These nine tips will help you understand how panning can help add width, space, and depth – and generally help you make better audio mixes in your home studio.
When mixing your tracks, panning contributes to how wide your mix will sound. It can be used to create space, enhance the existing space, create a more immersive musical experience for your listeners, and generally help you make better audio mixes in your home studio.
In Image No. 1, the mix is panned very narrowly, and the Stereo vectorscope indicates there is not much spatialization, or width.
In Image No. 2, you can see the result of a much wider mix, without any processing required beyond panning.
How to use panning musically
How do you know what to pan, and where to place instruments and tracks in the mix? Typically, the backbeat and lead vocal are the focal points of the mix, so the kick, snare, and lead vocal are often lined up in the center, referred to as C or 0 by most DAWs. The other elements of the mix are what you (or your mix engineer) will use to create a stereo image of your song, understanding that our ears focus on the signals panned center or panned extreme left or right, while the points in between are less distinct.

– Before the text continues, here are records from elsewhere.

PR #1577, opened 2019-09-09
docs: find app.html in src dir instead of root dir

iliyaZelenko:
Re https://github.com/nuxt/nuxt.js/pull/6374


manniL:
Thanks mate!

pi0:
Thanks!

PR #1581, opened 2019-09-13
i.e. to e.g.

ideabrian:
update latin acronym


ideabrian:
i.e. means that is, e.g. is for example

manniL:
Thanks!

PR #195, opened 2020-02-28
fix(image/slider): single image center position

AgonisticKatai:
### BEFORE
Captura de pantalla 2020-02-28 a las 10 45 18

### AFTER
Captura de pantalla 2020-02-28 a las 10 36 02

### DIFF
--- a/components/image/slider/src/index.js
+++ b/components/image/slider/src/index.js
@@ -64,6 +64,11 @@ export default function ImageSlider({
     sliderOptions.initialSlide || 0
   )
   const slides = getSlides(images, linkFactory)
+  const hasSingleImage = Boolean(slides.length === 1)
+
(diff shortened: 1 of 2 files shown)


components/image/slider/src/index.js
```diff
@@ -64,6 +64,11 @@ export default function ImageSlider({
     sliderOptions.initialSlide || 0
   )
   const slides = getSlides(images, linkFactory)
+  const hasSingleImage = Boolean(slides.length === 1)
```
midudev: `slides.length === 1` is already a boolean.

AgonisticKatai: It was to give a little more semantics, but yes, it obviously returns a Boolean.
I'll change it, thank you!

PR #209, opened 2020-03-19
feat(abtesting/optimizelyXExperiment): add EmptyVariation component

midudev:
In order to avoid noisy warning messages regarding using <Fragment> for variations, we're creating a new `EmptyVariation` that renders nothing but avoid warnings like this:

Think of this as creating an audio picture for your listener to experience. In some cases, this will mean you can picture the musicians playing their instruments as they’d be positioned on a stage. In other cases, it just means that you’re trying to create movement and excitement by having newer instruments pop up in your stereo field for the ear to focus on. There are no concrete rules for this, just guidelines, but here are a few tips:
1. Double-track the guitars
When recording guitars, double-tracking (recording the same part twice) and panning one track extreme left and the other extreme right can create a much fuller-sounding mix without overloading the instrumentation of the arrangement.
2. Complementary panning
If two instruments in your mix occupy a similar frequency range, try panning them opposite of one another. You don’t have to pan them to extremes: for instance, a guitar panned slightly to the left will complement a keyboard panned slightly to the right. This will create a better balance throughout your mix, as the listener won’t perceive all the instruments to be coming at their ear from exactly the same position. That can be fatiguing and make it difficult to discern what the ear should focus on.
3. Place the snare drum on or off center
Panning a snare dead center can immediately make it sound punchier, while panning it slightly to one side might cause the listener to focus slightly more on the lead vocal or kick drum.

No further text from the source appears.